FAQ
Is there a way to reuse a pig scripts ( like def:: in python or
function calls etc) from inside a calling pig script. I have a set of
basic pig script which I would like to call from a high-level
pig-script. Currently I have to copy/paste exact same set of code with
different input relation. This makes the code unnecessary bulky and is
error prone. Even a macro def will be a great help.

-Thanks,
Prasen

Search Discussions

  • Zaki rahaman at Feb 10, 2010 at 3:07 am
    Hi Prasen,

    If the only thing changing is the input and/or output, you can parametrize
    your script so that you can easily re-use your script with parameter
    substitution.
    On Tue, Feb 9, 2010 at 9:49 PM, prasenjit mukherjee wrote:

    Is there a way to reuse a pig scripts ( like def:: in python or
    function calls etc) from inside a calling pig script. I have a set of
    basic pig script which I would like to call from a high-level
    pig-script. Currently I have to copy/paste exact same set of code with
    different input relation. This makes the code unnecessary bulky and is
    error prone. Even a macro def will be a great help.

    -Thanks,
    Prasen


    --
    Zaki Rahaman
  • Prasenjit mukherjee at Feb 10, 2010 at 4:12 am
    May be I was not clear enough on my problem. I would like to call
    another pig-script from a pig-script. How can I do that.

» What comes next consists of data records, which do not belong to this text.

Issue #170, opened 2017-05-17
Add javadoc around ByteStream and Environment


DavyLandman:
I'm trying out metal, and found some parts less documented than others.

undocumented:
- `ByteStream` (for example, what should be the return value for the read when it reads past the EOF?)
- `Environment`
- `ParseGraph`
- `Source`
- `CallBacks`

next to it, there is no reference implementation for`ByteStream`.

jvdb:
Will be added for the upcoming 6.0 release.

A basic implementation for `ByteStream` exists in the `util` package in the test code of the `core` component. It is exposed in a test-jar.

PR #282, opened 2019-02-10
Convert Value to interface, extract functionality to CoreValue and create a NotAValue class

### LINKED ISSUE #280: Create a clean implementation for NOT_A_VALUE

jvdb:
This PR merges to the branch of #281. So please review that first.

    As far as I understand, you can call a pig script from a unix-shell (
    or windows ) passing those parameters, but not from another pig-script
    ? I would be glad to be proved wrong. I wish I am wrong :)
    On Wed, Feb 10, 2010 at 8:36 AM, zaki rahaman wrote:
    Hi Prasen,

    If the only thing changing is the input and/or output, you can parametrize
    your script so that you can easily re-use your script with parameter
    substitution.

    On Tue, Feb 9, 2010 at 9:49 PM, prasenjit mukherjee <
    pmukherjee@quattrowireless.com> wrote:
    Is there a way to reuse a pig scripts ( like def:: in python or
    function calls etc)  from inside a calling pig script. I have a set of
    basic pig script which I would like to call from a high-level
    pig-script. Currently I have to copy/paste exact same set of code with
    different input relation. This makes the code unnecessary bulky and is
    error prone. Even a macro def will be a great help.

    -Thanks,
    Prasen


    --
    Zaki Rahaman
  • Alan Gates at Feb 10, 2010 at 5:08 am
    You are not wrong. This is a feature we'd like to add but haven't
    gotten to yet.

    Alan.
    On Feb 9, 2010, at 8:12 PM, prasenjit mukherjee wrote:

    May be I was not clear enough on my problem. I would like to call
    another pig-script from a pig-script. How can I do that.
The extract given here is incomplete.